Abnormal AI has launched autonomous AI agents aimed at transforming employee training and enhancing email security to combat evolving cyber threats. CEO Evan Reiser emphasizes the need for personalized, real-time threat education and advanced detection capabilities, leading to innovations like the AI Phishing Coach and AI Data Analyst, which streamline security processes and improve threat response efficiency.

Sentra launches 'Data Security for AI Agents,' addressing AI security challenges for enterprises, ensuring compliance and data protection. The solution features real-time monitoring and supports major AI toolkits, with a showcase at RSA Conference 2025.

Trend Micro has unveiled an AI Detection Model using NVIDIA's Morpheus AI framework on AWS to enhance threat detection efficiency. This integration leverages AWS's infrastructure for global reach and rapid, scalable threat analysis, offering advanced security measures for AI-driven workloads.

Postal codes are crucial in e-commerce for fraud detection and identity verification, yet they pose privacy risks.
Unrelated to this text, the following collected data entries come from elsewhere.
PR #8, opened 2019-12-14
Initial support for multiple build targets

webbertakken:
This PR will add support for building different platforms based on different action releases.

Ultimately the plan is to support all builds form the same version as discussed in https://github.com/webbertakken/unity-actions/issues/3. In the meantime we should already be able to build for all targets.

Acceptance criteria is to have all builds run in parallel. https://help.github.com/en/actions/automating-your-workflow-with-github-actions/workflow-syntax-for-github-actions#jobs

This is a work in progress


webbertakken:
The above means that we effectively can not use matrix to determine the version of an action.

That even increases the need for being able to run all builds with different targets and versions from an action with the same version.

webbertakken:
Last few commits start into a direction of javascript running a docker container based on the input.

webbertakken:
This works. Now need some cleanup and ensuring stability before merging.

webbertakken:
Reference: Multiple build targets: https://github.com/webbertakken/unity-actions/issues/12
Reference: Multiple images: https://github.com/webbertakken/unity-actions/issues/3

webbertakken:
Reference: Multiple images: https://github.com/webbertakken/unity-actions/issues/3

PR #9, opened 2020-01-06
Fix build path

webbertakken:


webbertakken:
Continued in https://github.com/webbertakken/unity-builder/pull/10

PR #10, opened 2020-01-06
Always use relative path to action runner workspace

webbertakken:


webbertakken:
Fixes https://github.com/webbertakken/unity-actions/issues/23

PR #11, opened 2020-01-07
README now mentions allowed targetPlatform values

Rabadash8820:


Rabadash8820:
No idea what to make of those failed checks...

webbertakken:
Thanks for the PR. The checks fail because your fork does not have `UNITY_LICENSE` set in secrets. 

Currently this is necessary in order to test the actions as part of the workflow. However I'm looking for a better way to solve this.

For now if you just set the variable, it should work.

webbertakken:
Actually I'll just merge this one

PR #14, opened 2020-01-11
docker.js now sets variables for Pro licenses as well

Rabadash8820:
Not sure if anything else needs to be updated, but this should solve my Issue at webbertakken/unity-actions#26.

I set `UNITY_EMAIL`, `UNITY_PASSWORD`, and `UNITY_SERIAL` in my fork so that the test builds would pass, but my Plus license is limited to only 2 activations at a time, so the remaining builds may still fail...

### DIFF
--- a/.github/workflows/main.yml
+++ b/.github/workflows/main.yml
@@ -6,6 +6,9 @@ on:
 
 env:
   UNITY_LICENSE: ${{ secrets.UNITY_LICENSE }}
+  UNITY_EMAIL: ${{ secrets.UNITY_EMAIL }}
+  UNITY_PASSWORD: ${{ secrets.UNITY_PASSWORD }}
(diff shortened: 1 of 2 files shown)


Rabadash8820:
Hm, looks like the `docker run` in your test builds are still missing the environment variables that I added:

image

webbertakken:
> Hm, looks like the `docker run` in your test builds are still missing the environment variables that I added:
> 
> image

Hmm I see. I don't know exactly how actions work in this regard, it looks like the tests are run on master somehow. 

Do you think I can merge it without breaking the status?

webbertakken:
Since the badge was showing red anyway, I merged it. Do you have any idea what's wrong with my workflow?

DanVicarel:
Ok cool. I'm still pretty new to the details of GitHub Actions, but if I figure somthin out I'll bring it up on webbertakken/unity-actions#27.

PR #15, opened 2020-01-12
Only return the license in professional mode

Jibbajabbafic:
If $UNITY_SERIAL isn't defined then the license return step gets skipped to help save some time in personal builds.

### DIFF
--- a/builder/steps/return_license.sh
+++ b/builder/steps/return_license.sh
@@ -1,14 +1,16 @@
 #!/usr/bin/env bash
 
-#
-# PROFESSIONAL (SERIAL) LICENSE MODE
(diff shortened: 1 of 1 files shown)


Jibbajabbafic:
Looks like it's failing because UNITY_LICENSE isn't defined?

webbertakken:
@Jibbajabbafic perfect. Thanks for your PR.

The error is related to https://github.com/webbertakken/unity-actions/issues/27

Honestly I don't know how to fix that. You have an idea?

Jibbajabbafic:
No idea, I'll try and investigate at some point when I have time

PR #16, opened 2020-01-13
Testing PR checks

Rabadash8820:
Just testing to see if I can get a PR-triggered workflow to correctly use the action defined in the PR.

Using a Draft PR, not sure if that will affect checks running...

Edit: sweet, they still do


Rabadash8820:
@webbertakken Ok so that last check run was enlightening. See the [results here](https://github.com/webbertakken/unity-builder/commit/fb5e26daa15a37c2be261d4fea92bd62010a6ab0/checks?check_suite_id=398805311). I tweaked `builder/entrypoint.sh` so it just logs something then early exits. When I pushed that commit, the workflow was triggered in this repo, and the Action output shows the log message. In other words, the workflow _did_ run the latest code present in the PR.

webbertakken:
Could you be more specific when you say this repo?

Please note that I don't have variables for Pro license defined.

Rabadash8820:
So from this last check run I think I've identified the issue that we've been looking for since I opened webbertakken/unity-actions#26. It looks like the `UNITY_*` environment variables are simply empty when the workflow runs. I tested this by logging `process.env` in the Action's `builder/index.js` file, and then logging `UNITY_EMAIL` in `activate.sh` ([not the most secure thing](https://help.github.com/en/actions/automating-your-workflow-with-github-actions/creating-and-using-encrypted-secrets#limits-for-secrets) to do in hindsight, but luckily nothing was printed). See the [results here](https://github.com/webbertakken/unity-builder/commit/85e6ed52f5d169849e5bf94225eab157bedbde5a/checks?check_suite_id=399248305).

Again, `UNITY_LICENSE`, `UNITY_SERIAL`, `UNITY_EMAIL`, and `UNITY_PASSWORD` are all _defined_ in the PR workflow, they're just apparently empty by the time this action runs. I have no why that would be. My fork has those secrets defined too, so even if the Action we're using the fork's secrets, they should be non-empty...

Rabadash8820:
> Could you be more specific when you say this repo?

I mean `unity-builder`...comment edited.

webbertakken:
> I mean unity-builder...comment edited.

Sorry I meant upstream or downstream. I'm assuming by your phrasing that you mean upstream. 

So how do you think we should solve this? Use the `with` keyword perhaps? 

If you don't find a solution I will have a look at it next week, when I have access to a computer again. Thanks for the effort at least @Rabadash8820

Rabadash8820:
>  I'm assuming by your phrasing that you mean upstream.

Yes, sorry, I did mean upstream.

> So how do you think we should solve this? Use the `with` keyword perhaps?

Yeah I mean once again I'm in a little over my head. I'm not sure why GitHub wouldn't be sending the `env` to your Docker images, and I don't know if/how `with` works differently. Seems worth a try though. I like the idea of using `with` regardless, so that all inputs to your Actions are in one place. If users still prefer to use `env`, then they could just set the `INPUT_*` environment variables that GitHub reads into inputs by default.

I haven't been able to replicate your dev environment locally (I haven't used Prettier, Yarn, husky, or ncc before), so I'm not super confident that I'll be able to make a PR if any JS needs to change, but I'll see what I can do.

Jibbajabbafic:
FYI this might be the issue:
```
With the exception of GITHUB_TOKEN, secrets are not passed to the runner when a workflow is triggered from a forked repository.
```
From: https://help.github.com/en/actions/automating-your-workflow-with-github-actions/creating-and-using-encrypted-secrets#using-encrypted-secrets-in-a-workflow

Jibbajabbafic:
So after looking into it a bit more I don't think there's any way to pass a secret to run on a PR since it would be trivial for anyone to open a malicious PR and leak the secret.

Rabadash8820:
Nice catch @Jibbajabbafic, I think you're right. The Issue that kind of started all this discussion (webbertakken/unity-actions#26) is still unresolved, but based on everything we've learned from this PR and our myriad other discussions, I don't think there's any reason to keep this PR open. Closing now...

Their sensitivity is underscored by GDPR, requiring them to be treated as PII.

At RSA Conference 2025, Cisco unveiled AI-driven security innovations to tackle AI threats, enhancing endpoint visibility and industrial network protection. Other highlights include Mindgard's findings on AI vulnerabilities and X-PHY's offline deepfake detection tool.

Palo Alto Networks is set to acquire Protect AI for over $500 million, reinforcing its commitment to AI-driven cybersecurity. This move highlights the growing industry emphasis on securing AI technologies.
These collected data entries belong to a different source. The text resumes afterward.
PR #17, opened 2020-01-15
feat(activate): add more checks for licenses

Jibbajabbafic:
Adds more checks for professional license details before running a build.
This should stop builds running without a licenses setup and will exit with a more explicit error

Edit: also removed the exit from the professional activation since that was being called even when activation was successful

### DIFF
--- a/builder/steps/activate.sh
+++ b/builder/steps/activate.sh
@@ -1,8 +1,6 @@
 #!/usr/bin/env bash
 
-# Try personal activation
 if [[ -n "$UNITY_LICENSE" ]]; then
-  LICENSE_MODE="personal"
   #
   # PERSONAL LICENSE MODE
   #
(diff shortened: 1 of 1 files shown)


builder/steps/activate.sh
```diff
@@ -1,6 +1,8 @@
 #!/usr/bin/env bash
 
+# Try personal activation
```
webbertakken: Please stick to the already existing comments style (inside the if blocks).

builder/steps/activate.sh
```diff
@@ -1,6 +1,8 @@
...
 if [[ -n "$UNITY_LICENSE" ]]; then
+  LICENSE_MODE="personal"
```
webbertakken: I like this approach a lot! Could you place this variable under the comment though?

builder/steps/activate.sh
```diff
@@ -42,30 +44,20 @@ if [[ -n "$UNITY_LICENSE" ]]; then
...
+elif [[ -n "$UNITY_SERIAL" && -n "$UNITY_EMAIL" && -n "$UNITY_PASSWORD" ]]; then
+  LICENSE_MODE="professional"
   #
   # PROFESSIONAL (SERIAL) LICENSE MODE
   #
   # This will activate unity, using the activating process.
   #
   # Note: This is the preferred way for PROFESSIONAL LICENSES.
   #
+
```
webbertakken: Unnecessary new whitespace

PR #66, opened 2020-03-01
Support put UNITY_LICENSE in file

litefeel:


action/steps/activate.sh
```diff
@@ -1,6 +1,6 @@
 #!/usr/bin/env bash
 
-if [[ -n "$UNITY_LICENSE" ]]; then
+if [[ -n "$UNITY_LICENSE" || -n "$UNITY_LICENSE_PATH" ]]; then
```
webbertakken: note that for this to be correct, the or operator (`||`) has to be outside of the square brackets.

PR #2668, opened 2026-04-20
fix(soup): optimistic batch updating of properties

synoet:
- fix batch property update to optimistically update property on entity
- remove unused set task status completed logic
- chg all prev update references to just use bulk update


dev-rb (approved):
LGTM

Two critical zero-day vulnerabilities in Craft CMS, CVE-2025-32432 and CVE-2024-58136, have been actively exploited, affecting thousands of instances. Craft CMS released patches and urged updates to mitigate these severe threats, which have already compromised nearly 300 sites.

Wallarm's analysis highlights critical security risks associated with AI agents, particularly through APIs, with 65% of AI-related cybersecurity issues linked to them. To combat these threats, Wallarm introduces Agentic AI Protection, set to launch in Summer 2025, providing advanced security measures against various AI attack vectors.

Slopsquatting, a novel AI-driven cybersecurity threat, emerges as fake software dependencies are suggested by models like GPT-4, risking supply chain integrity. Experts urge enhanced access controls and AI-driven countermeasures to mitigate these risks, highlighting a whitepaper by Palo Alto Networks that outlines strategies against adversarial prompt attacks.

NetFoundry has raised $12 million in its first venture round led by SYN Ventures, aiming to revolutionize secure networking with embeddable zero-trust connectivity. This funding marks a pivotal step for NetFoundry's network-as-code model, already adopted by major firms globally, enhancing security without traditional VPNs or MPLS.

A new phishing scam is deceiving WooCommerce users with fake security alerts to install malware disguised as critical patches. The attack creates hidden admin accounts and can lead to severe site compromise, mimicking tactics seen in a 2023 campaign against WordPress.